— Task to complete —
Please copy out the records that follow exactly as they stand.

[Start of Attachment]

PR #1010, opened 2022-02-08
GT-1371 Add download OneSky localizations workflow

levieggertcru:
Added workflow that will run once per day, download onesky localizations, and create a pull request.

### DIFF
--- a/.github/workflows/download_onesky_translations.yml
+++ b/.github/workflows/download_onesky_translations.yml
@@ -40,5 +40,6 @@ jobs:
       - name: Create Pull Request
         uses: peter-evans/create-pull-request@v3
         with:
+          branch: 'latest-onesky-translations'
           token: ${{ secrets.GITHUB_TOKEN }}
           title: 'Latest OneSky Translations'


.github/workflows/download_onesky_translations.yml
```diff
@@ -1,36 +1,44 @@
...
+        env:
+          ONESKY_PUBLIC_KEY: ${{ secrets.ONESKY_PUBLIC_KEY }}
+          ONESKY_SECRET_KEY: ${{ secrets.ONESKY_SECRET_KEY }}
+        run: bundle exec fastlane cru_shared_lane_download_and_commit_latest_one_sky_localizations
+
+      - name: Create Pull Request
+        uses: peter-evans/create-pull-request@v3
+        with:
+          token: ${{ secrets.GITHUB_TOKEN }}
+          title: 'Latest OneSky Translations'
```
frett, line 44: I would include the `branch` option for this step as well. I'd like a more descriptive branch name instead of the generic `create-pull-request/patch`

.github/workflows/build.yml
```diff
@@ -45,13 +45,6 @@ jobs:
       - name: Run Tests
         run: bundle exec fastlane cru_shared_lane_run_tests
 
-      - name: Download And Commit Latest OneSky Localizations
-        if: github.event_name == 'push' && github.ref == 'refs/heads/master'
-        env:
-          ONESKY_PUBLIC_KEY: ${{ secrets.ONESKY_PUBLIC_KEY }}
-          ONESKY_SECRET_KEY: ${{ secrets.ONESKY_SECRET_KEY }}
-        run: bundle exec fastlane cru_shared_lane_download_and_commit_latest_one_sky_localizations
-
```
frett, line 54: I would probably leave this in place to ensure test flight builds do have the latest translations.

.github/workflows/download_onesky_translations.yml
```diff
@@ -1,36 +1,44 @@
...
 
-# Controls when the workflow will run
 on:
-  # Triggers the workflow on push or pull request events but only for the develop branch
-  push:
-    branches: [ develop ]
-  pull_request:
-    branches: [ develop ]
+  schedule:
+    - cron: "0 23 * * *"
```
frett, line 5: there is also a trigger that allows you to manually trigger it from the GHA interface. We would probably want to include that with this workflow

.github/workflows/download_onesky_translations.yml
levieggertcru: Hey @frett changed the branch name to be more descriptive.

.github/workflows/download_onesky_translations.yml
```diff
@@ -1,36 +1,44 @@
...
 
   # Allows you to run this workflow manually from the Actions tab
   workflow_dispatch:
```
levieggertcru, line 8: Hey @frett I do have the workflow_dispatch here which allows to manually trigger.

.github/workflows/build.yml
levieggertcru: Good thinking, added that back in.

.github/workflows/download_onesky_translations.yml
frett: ah, didn't read far enough in the workflow :)

frett (approved):

PR #1011, opened 2022-02-08
GT-1444 add swedish and finnish language localizations

levieggertcru:
- Added localization files to Xcode project from project settings
- Added language codes to list of OneSky localization files that are downloaded into the Xcode project

### DIFF
--- a/godtools/fi.lproj/Localizable.strings
+++ b/godtools/fi.lproj/Localizable.strings
@@ -1,0 +1,277 @@
+"language_onboard" = "80+ Languages";
+
+/* This is to indicate to the user that there are no additional tools or resources available for download because they have already downloaded everything. */
+"no_more_tools" = "You have downloaded all available tools.";
+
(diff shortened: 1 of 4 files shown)


godtools/fi.lproj/Localizable.strings
```diff
@@ -0,0 +1,277 @@
+"language_onboard" = "80+ Languages";
+
+/* This is to indicate to the user that there are no additional tools or resources available for download because they have already downloaded everything. */
+"no_more_tools" = "You have downloaded all available tools.";
```
reldredge71, line 4: I assume the translations will get loaded to these files when the Onesky download command is run in GHA?

levieggertcru: Hey @reldredge71 yeah I'm thinking these will get overwritten during the OneSky download.  Xcode initially creates them based off of the Base Localizable.strings.

reldredge71 (approved):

[End of Attachment]

— Solution to this exercise —
PR #1010, opened 2022-02-08
GT-1371 Add download OneSky localizations workflow

levieggertcru:
Added workflow that will run once per day, download onesky localizations, and create a pull request.

### DIFF
--- a/.github/workflows/download_onesky_translations.yml
+++ b/.github/workflows/download_onesky_translations.yml
@@ -40,5 +40,6 @@ jobs:
       - name: Create Pull Request
         uses: peter-evans/create-pull-request@v3
         with:
+          branch: 'latest-onesky-translations'
           token: ${{ secrets.GITHUB_TOKEN }}
           title: 'Latest OneSky Translations'


.github/workflows/download_onesky_translations.yml
```diff
@@ -1,36 +1,44 @@
...
+        env:
+          ONESKY_PUBLIC_KEY: ${{ secrets.ONESKY_PUBLIC_KEY }}
+          ONESKY_SECRET_KEY: ${{ secrets.ONESKY_SECRET_KEY }}
+        run: bundle exec fastlane cru_shared_lane_download_and_commit_latest_one_sky_localizations
+
+      - name: Create Pull Request
+        uses: peter-evans/create-pull-request@v3
+        with:
+          token: ${{ secrets.GITHUB_TOKEN }}
+          title: 'Latest OneSky Translations'
```
frett, line 44: I would include the `branch` option for this step as well. I'd like a more descriptive branch name instead of the generic `create-pull-request/patch`

.github/workflows/build.yml
```diff
@@ -45,13 +45,6 @@ jobs:
       - name: Run Tests
         run: bundle exec fastlane cru_shared_lane_run_tests
 
-      - name: Download And Commit Latest OneSky Localizations
-        if: github.event_name == 'push' && github.ref == 'refs/heads/master'
-        env:
-          ONESKY_PUBLIC_KEY: ${{ secrets.ONESKY_PUBLIC_KEY }}
-          ONESKY_SECRET_KEY: ${{ secrets.ONESKY_SECRET_KEY }}
-        run: bundle exec fastlane cru_shared_lane_download_and_commit_latest_one_sky_localizations
-
```
frett, line 54: I would probably leave this in place to ensure test flight builds do have the latest translations.

.github/workflows/download_onesky_translations.yml
```diff
@@ -1,36 +1,44 @@
...
 
-# Controls when the workflow will run
 on:
-  # Triggers the workflow on push or pull request events but only for the develop branch
-  push:
-    branches: [ develop ]
-  pull_request:
-    branches: [ develop ]
+  schedule:
+    - cron: "0 23 * * *"
```
frett, line 5: there is also a trigger that allows you to manually trigger it from the GHA interface. We would probably want to include that with this workflow

.github/workflows/download_onesky_translations.yml
levieggertcru: Hey @frett changed the branch name to be more descriptive.

.github/workflows/download_onesky_translations.yml
```diff
@@ -1,36 +1,44 @@
...
 
   # Allows you to run this workflow manually from the Actions tab
   workflow_dispatch:
```
levieggertcru, line 8: Hey @frett I do have the workflow_dispatch here which allows to manually trigger.

.github/workflows/build.yml
levieggertcru: Good thinking, added that back in.

.github/workflows/download_onesky_translations.yml
frett: ah, didn't read far enough in the workflow :)

frett (approved):

PR #1011, opened 2022-02-08
GT-1444 add swedish and finnish language localizations

levieggertcru:
- Added localization files to Xcode project from project settings
- Added language codes to list of OneSky localization files that are downloaded into the Xcode project

### DIFF
--- a/godtools/fi.lproj/Localizable.strings
+++ b/godtools/fi.lproj/Localizable.strings
@@ -1,0 +1,277 @@
+"language_onboard" = "80+ Languages";
+
+/* This is to indicate to the user that there are no additional tools or resources available for download because they have already downloaded everything. */
+"no_more_tools" = "You have downloaded all available tools.";
+
(diff shortened: 1 of 4 files shown)


godtools/fi.lproj/Localizable.strings
```diff
@@ -0,0 +1,277 @@
+"language_onboard" = "80+ Languages";
+
+/* This is to indicate to the user that there are no additional tools or resources available for download because they have already downloaded everything. */
+"no_more_tools" = "You have downloaded all available tools.";
```
reldredge71, line 4: I assume the translations will get loaded to these files when the Onesky download command is run in GHA?

levieggertcru: Hey @reldredge71 yeah I'm thinking these will get overwritten during the OneSky download.  Xcode initially creates them based off of the Base Localizable.strings.

reldredge71 (approved):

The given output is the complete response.